“This report of my death was an exaggeration,” Mark Twain once noted laconically, when plainly the phrase he should have employed was the more fruitily ornate “Rumours of my demise have been greatly exaggerated.”
Now, in a similar vein, Group Armagh chief exec Frank Boisseau has stated that his firm “would be around for a long time,” when he should surely instead have declared, as Gloria Gaynor and countless persons of unsettled personal life have insisted before him, “I will survive!”
Brokers have been getting on the French insurer’s case following various Eurocreek-triggered ratings downgrades. Swiss Re, who famously know loads of stuff and do real research and everything, recently concluded that if the the so-called GIPSI countries (Greece, Italy, Portugal, Spain and Ireland) were all to write down their debts by 50% it could decimate European insurers’ capital base two and a half times over (i.e. reduce them by 25%). Which would be quite bad.
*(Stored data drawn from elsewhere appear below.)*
PR #582, opened 2017-05-04
CFY 6093. rabbithole as logstash alternative

jcollado:
This PR is a proof of concept to add rabbithole, a new node type that can be used to replace logstash to store events and logs in PostgreSQL. In fact, there is a new blueprint, `simple-manager-blueprint-rabbithole.yaml`, that can be used to bootstrap a new manager and work with it as usual.

### DIFF
--- a/components/rabbithole/config/config.yml
+++ b/components/rabbithole/config/config.yml
@@ -1,0 +1,52 @@
+size_limit: 5
+time_limit: 15
+blocks:
+  - name: input
+    type: amqp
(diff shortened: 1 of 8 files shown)


jcollado:
Since this is an experiment, another way to install rabbithole in a system in which cloudify is already running without having to bootstrap a new one would be to use the ansible playbook here:
https://github.com/jcollado/rabbithole-ansible-cloudify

Insurance Times (which as attentive readers may have noticed by now was the only insurance paper Bankstone News got round to plagiarising this week) noted that whilst insurers view a full-on Euro breakup (like a powerful electric fan in a busy drey) as very much a tail risk, the mere thought of it is putting the wind up many observers.
Cheer up Bankstone News, says, it might never happen!